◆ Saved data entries

PR #2558, opened 2022-11-11
Simplify compileCallExpression

### LINKED ISSUE #2525: Error when call function from array of functions

dcodeIO:
An alternative to #2530 that instead simplifies the logic in `compileCallExpression`: Any call that is not a direct call compiles the target expression for use as the function argument of an indirect call.

cc @CountBleck 

Fixes #2530, fixes #2525 


CountBleck:
If it works, it looks good to me. You should link #2525 to this PR.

◆ What is required
Start at the line containing "An alternative to". Repeat it and each line after it, word for word, to the end of the records.

◆ Expected output
An alternative to #2530 that instead simplifies the logic in `compileCallExpression`: Any call that is not a direct call compiles the target expression for use as the function argument of an indirect call.

cc @CountBleck 

Fixes #2530, fixes #2525 


CountBleck:
If it works, it looks good to me. You should link #2525 to this PR.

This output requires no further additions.